His work-roughened hand gripped her throat. “Try that again and you won’t live long enough to fulfill your seven days which would be a crying shame.”
CHAPTER TWENTY
Wade let the ringing continue until voicemail picked up his call. “Emily, call me. I’m worried.” He disconnected. It was the second time he’d called and she hadn’t answered.
He dialed Gavin. “I need Sandra’s number.” His friend spit it out and he called Sandra. The call rang until voicemail picked it up. He called Gavin back. “Can you trace her phone?”
“Sure. Why?”
“I can’t find Emily. She’s not answering her phone. I tried Sandra, and she didn’t answer either.”
“Sure. I’ll text you with the GPS coordinates, and I’ll meet you there shortly.”
“You don’t think I’m overreacting.”
“Not at all. Sandra wouldn’t ignore your calls. Either they’re in a dead spot, or they’re in trouble. Considering what happened to Jamie, we shouldn’t wait around to see which it is.”

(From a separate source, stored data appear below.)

PR #2408, opened 2026-04-27
[Bug][Qwen3.5] Match GPU FLA precision in GDN to close CoT accuracy gap

qizzzh:
Closes the TPU↔GPU quality gap on Qwen3.5-397B GPQA-Diamond CoT (zero-shot, flexible-extract): TPU goes from 0.7929 to 0.8485 (full N=198), slightly above the 0.8343 GPU reference. Mirroring GPU FLA's fp32 precision discipline across the GDN kernel restores parity with negligible perf impact (~0% throughput on a 30-prompt × 512-token decode bench, 957.55 → 956.47 output tokens/sec).

Five fixes, all in the GDN path used by Qwen3-Next / Qwen3.5:

1. has_initial_state plumbing (correctness) GPU's gdn_linear_attn._forward_core does initial_state[~has_initial_state, ...] = 0 for prefills with no prior context, and the equivalent for the conv state via causal_conv1d_fn(has_initial_state=...). vLLM's mamba block manager does NOT zero freed slots — it relies on the kernel to honor the flag. The TPU GDN kernel was reading recurrent_state[slot] / conv_state[slot] unconditionally, so once a freed slot got reused, the new request would silently consume the previous tenant's state and corrupt its entire GDN trajectory.

   Derive `has_initial_state = (seq_lens - query_lens) > 0` from the existing attn metadata in gdn_attention_op.py and plumb it through run_jax_gdn_attention → ragged_conv1d_jax and the chunked + ref ragged_gated_delta_rule. Each masks the gathered slot state to zero where ~has_initial_state. Decode-only branch ignores it because decodes always have prior context.

2. recurrent_gated_delta_rule_step in fp32 with Precision.HIGHEST The decode-side recurrent step had been running at TPU's default precision (bf16 multiply, fp32 accumulate), accumulating ~sqrt(d_k) × bf16_ULP ≈ 1% per-element error in the recurrent state on every decode token. Over the long generations used for CoT eval (max_gen_toks=32768) this drift compounds enough to plausibly flip CoT answers vs. the GPU run, though we did not ablate per-fix to prove it is the dominant contributor.

   GPU FLA's fused_sigmoid_gating_delta_rule_update kernel loads q/k/v/state as fp32 and keeps the entire recurrent update in fp32 registers. Mirror that on TPU with explicit fp32 input casts and Precision.HIGHEST in the two einsums (k_state, q_state). The matmul is 8×128×128 — even at 6× cost (bf16x6) it's a rounding error against the 397B-parameter MoE forward pass, which is HBM-bound.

Worry gnawed at Wade’s gut as he waited for the coordinates. Less than two minutes later, the text came through. He set his phone to take him there, and ten minutes later, heturned onto a dirt road surrounded by thick forest. He’d driven another three minutes down the windy dirt road, avoiding as many of the ruts as he could when he came upon Sandra’s vehicle. He stopped his car in the middle of the road and hopped out. He walked closer and froze when he saw her lying there. There was a tiny wound in the center of her forehead and an ever-widening puddle of blood beneath her. He knew it was a kill shot, but he checked her pulse anyway. Nothing.

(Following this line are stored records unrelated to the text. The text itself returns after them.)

PR #2413, opened 2026-04-27
[FP8] Resolving HBM spike by forcing loading on CPU before processing

aashishrampal-lab:
# Description

the past.

This PR addresses the HBM spike issue faced while running FP8 quantization models with FusedMoe layers.

While working on running Deepseekv3.1 on v6e-64(multihost environment) I encountered the following error:
image

This is my manifest.yaml:
[manifest.yaml](https://github.com/user-attachments/files/27137293/manifest.yaml)

On some investigation I found that the moe layers are being put in the memory without any sharding [here](https://github.com/vllm-project/tpu-inference/blob/main/tpu_inference/layers/jax/moe/moe.py#L312)

But in the [process_weights_after_loading](https://github.com/vllm-project/tpu-inference/blob/main/tpu_inference/layers/jax/quantization/fp8.py#L473), the  weights are being taken from cpu rather than from the TPU and being put into the memory with correct sharding strategy.

The MOE layer tensor shape [256, 2048, 7168] exactly match the 3.5 GiB size of memory being requested.

The error is encountered on v6e because it has a much smaller HBM compared to v7x.

The proposed solution involes skipping shard.put() for FP8FusedMoe Models. Simply removing the line will cause errors for [unquantized](https://github.com/vllm-project/tpu-inference/blob/main/tpu_inference/layers/jax/quantization/unquantized.py#L70) models as they worker on tensors on tpu.

# Tests

I tested the above manifest.yaml with the updated image and was able to run deepseekv3.1 without the aforementioned issue.


tpu_inference/layers/jax/moe/moe.py
lk-chen: a better approach is to add `*, mesh: jax.sharding.Mesh | None = None` argument for `_load_weights` and pass `mesh` to `shard_put`. If fp8.py, pass cpu_mesh

aashishrampal-lab: Okay i will test this solution and update the pr accordingly.

aashishrampal-lab: Hey @lk-chen I have made and tested the change

lk-chen (approved):

lk-chen (approved):

lk-chen (approved):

He called it in and searched the area while he waited for Gavin and backup to arrive. The monster who’d butchered Jamie had Emily, and there wasn’t a thing he could do to protect her now. If he didn’t figure out where she was, she’d be his next victim.
Wade called Austin.Voicemail. Was every ranger in the park missing? He dialed again, and it connected.
“What’s up? I’m kind of in the middle of a crisis.”
“There is no ‘kind of’ about it. Emily’s bodyguard is dead, and Emily is missing.”
“Her, too?” Austin swore under his breath. “I told her to stay with Pete. Why didn’t she listen?”
“Give me Pete’s number.”
Austin rattled it off, and Wade tried calling. He growled low in his throat when he didn’t receive an answer. If Sandra was murdered, maybe Pete was attacked, too. He could’ve been tossed out the side of the vehicle. Injured or worse. Or he could be the killer. The possibility had occurred to him over the course of the investigation, but he’d dismissed it.
When the uniformed troopers arrived, Wade drove away from the scene. He needed to clear his head. They had to wait forthe medical examiner anyway. Before he realized what he was doing, he was sitting on the side of the highway with his phone in hand.
“Lieutenant?”
“What’s up, Wade? Are you investigating the scene you called in?”
“No. Ranger Davis is missing, so I’m investigating her disappearance.”
“What can I do to help?”
“Emily was with Pete Cunningham when she disappeared.”
“Are you suggesting what I think you are?”
“John Cunningham took the donations at Senator Martin’s galas, but her son Pete was at the events, as well. He would’ve met the same women his cousin did, and he was supposed to be going with Ranger Davis to drop off an owl at a rehab center when she disappeared.”
“Sounds like conjecture.”
“I know, but we knew Senator Martin was the link. Pete Cunningham was so helpful he was barely on my radar. It was a huge blunder on my part. There was circumstantial evidence I dismissed along the way. Pete worked with the judge, he was the one to find Lorraine Moore’s body at Boulder Field, he removed the memory cards from the game cameras before we could check them, and he sent me on a wild goose chase investigating a truck seen at the park.” It seemed obvious when he said it out loud. He’d been so busy investigating Parsons, he’d missed it.
“Are you sure about this?”
“I’m not sure about anything.”
“What about Swartz? How do you know he isn’t your guy?”